Provided data:

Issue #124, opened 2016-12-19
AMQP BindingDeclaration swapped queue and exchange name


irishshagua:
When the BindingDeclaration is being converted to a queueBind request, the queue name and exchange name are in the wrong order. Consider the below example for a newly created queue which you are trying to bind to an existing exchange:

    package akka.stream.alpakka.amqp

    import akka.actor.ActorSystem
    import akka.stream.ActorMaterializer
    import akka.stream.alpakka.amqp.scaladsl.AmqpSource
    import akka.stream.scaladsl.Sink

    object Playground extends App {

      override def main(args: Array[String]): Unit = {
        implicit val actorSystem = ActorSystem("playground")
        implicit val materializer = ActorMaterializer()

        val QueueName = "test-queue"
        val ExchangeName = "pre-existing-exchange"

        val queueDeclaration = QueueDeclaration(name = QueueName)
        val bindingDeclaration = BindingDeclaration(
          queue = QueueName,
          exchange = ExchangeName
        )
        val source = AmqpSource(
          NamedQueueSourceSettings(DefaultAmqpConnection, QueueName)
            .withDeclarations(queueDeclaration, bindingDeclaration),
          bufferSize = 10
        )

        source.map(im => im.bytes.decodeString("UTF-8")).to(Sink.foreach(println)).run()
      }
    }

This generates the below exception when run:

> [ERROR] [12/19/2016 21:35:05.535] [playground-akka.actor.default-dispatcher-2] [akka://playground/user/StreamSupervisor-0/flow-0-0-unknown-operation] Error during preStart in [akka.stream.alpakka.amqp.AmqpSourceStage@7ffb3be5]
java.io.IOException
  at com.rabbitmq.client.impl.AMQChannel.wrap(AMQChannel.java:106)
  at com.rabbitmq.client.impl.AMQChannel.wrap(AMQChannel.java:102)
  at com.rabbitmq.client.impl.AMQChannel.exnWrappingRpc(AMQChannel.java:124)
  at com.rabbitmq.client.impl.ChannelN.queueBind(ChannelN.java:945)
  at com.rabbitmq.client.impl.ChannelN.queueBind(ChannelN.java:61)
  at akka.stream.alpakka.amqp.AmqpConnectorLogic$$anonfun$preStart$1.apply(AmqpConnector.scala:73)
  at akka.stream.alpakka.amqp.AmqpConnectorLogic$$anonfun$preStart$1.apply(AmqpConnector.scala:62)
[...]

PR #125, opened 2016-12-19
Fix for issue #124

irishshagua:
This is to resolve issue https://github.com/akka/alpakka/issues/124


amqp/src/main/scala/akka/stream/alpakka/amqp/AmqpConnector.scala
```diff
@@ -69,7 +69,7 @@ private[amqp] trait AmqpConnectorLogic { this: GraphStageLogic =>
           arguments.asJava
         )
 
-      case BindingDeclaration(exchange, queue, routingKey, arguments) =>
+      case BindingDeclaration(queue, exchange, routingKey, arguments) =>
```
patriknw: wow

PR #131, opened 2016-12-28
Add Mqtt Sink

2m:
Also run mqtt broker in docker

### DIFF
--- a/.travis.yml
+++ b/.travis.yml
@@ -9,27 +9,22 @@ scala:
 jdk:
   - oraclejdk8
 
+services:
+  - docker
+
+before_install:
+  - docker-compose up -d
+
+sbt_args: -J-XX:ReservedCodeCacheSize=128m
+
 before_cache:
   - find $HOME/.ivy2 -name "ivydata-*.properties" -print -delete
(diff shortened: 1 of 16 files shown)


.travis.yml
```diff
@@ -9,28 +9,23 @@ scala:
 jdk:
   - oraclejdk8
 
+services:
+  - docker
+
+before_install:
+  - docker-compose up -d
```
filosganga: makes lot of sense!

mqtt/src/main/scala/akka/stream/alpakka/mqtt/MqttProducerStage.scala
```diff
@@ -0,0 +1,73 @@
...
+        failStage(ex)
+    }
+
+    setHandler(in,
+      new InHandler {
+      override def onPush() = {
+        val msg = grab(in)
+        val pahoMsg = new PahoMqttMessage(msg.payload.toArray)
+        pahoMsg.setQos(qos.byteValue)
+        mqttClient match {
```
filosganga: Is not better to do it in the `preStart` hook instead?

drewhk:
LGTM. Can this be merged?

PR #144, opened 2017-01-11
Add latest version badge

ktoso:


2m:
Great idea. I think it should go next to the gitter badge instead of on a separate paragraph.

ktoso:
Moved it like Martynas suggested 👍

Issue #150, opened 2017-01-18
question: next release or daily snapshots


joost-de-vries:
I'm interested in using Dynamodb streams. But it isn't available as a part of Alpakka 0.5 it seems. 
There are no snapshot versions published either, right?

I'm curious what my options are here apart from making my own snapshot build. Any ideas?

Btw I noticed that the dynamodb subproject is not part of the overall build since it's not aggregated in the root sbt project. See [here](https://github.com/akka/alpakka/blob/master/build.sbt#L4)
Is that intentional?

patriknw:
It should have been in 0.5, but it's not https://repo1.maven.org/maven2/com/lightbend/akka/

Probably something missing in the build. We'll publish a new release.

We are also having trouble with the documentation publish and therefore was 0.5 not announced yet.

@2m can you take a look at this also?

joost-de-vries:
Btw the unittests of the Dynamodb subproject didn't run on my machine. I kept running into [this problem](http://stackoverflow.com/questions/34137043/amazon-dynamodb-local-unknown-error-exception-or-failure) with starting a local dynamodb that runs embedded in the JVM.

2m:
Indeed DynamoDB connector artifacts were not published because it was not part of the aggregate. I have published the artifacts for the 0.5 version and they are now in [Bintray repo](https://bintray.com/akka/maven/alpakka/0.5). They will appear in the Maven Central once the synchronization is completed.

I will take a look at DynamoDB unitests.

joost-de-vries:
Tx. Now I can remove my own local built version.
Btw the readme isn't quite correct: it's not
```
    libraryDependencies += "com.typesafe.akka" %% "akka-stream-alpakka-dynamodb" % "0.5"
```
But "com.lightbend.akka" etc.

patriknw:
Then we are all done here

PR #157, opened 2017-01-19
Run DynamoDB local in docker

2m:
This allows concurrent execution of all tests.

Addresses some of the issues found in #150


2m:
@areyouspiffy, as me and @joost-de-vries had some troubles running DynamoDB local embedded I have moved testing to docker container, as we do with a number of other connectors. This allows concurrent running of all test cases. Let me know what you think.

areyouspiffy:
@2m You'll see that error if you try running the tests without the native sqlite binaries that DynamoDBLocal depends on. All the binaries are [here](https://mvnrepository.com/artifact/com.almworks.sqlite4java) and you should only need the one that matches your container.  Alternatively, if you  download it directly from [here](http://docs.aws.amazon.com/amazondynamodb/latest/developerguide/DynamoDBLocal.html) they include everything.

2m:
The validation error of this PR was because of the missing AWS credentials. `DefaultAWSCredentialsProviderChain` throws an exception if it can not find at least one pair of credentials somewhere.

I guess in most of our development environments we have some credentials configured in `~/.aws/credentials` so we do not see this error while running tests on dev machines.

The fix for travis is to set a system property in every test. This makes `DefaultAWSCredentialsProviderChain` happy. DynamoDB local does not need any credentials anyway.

Work instructions:
Work out how many lines in this material contain the string "ChannelN", and give that number alone.

Answer space:
2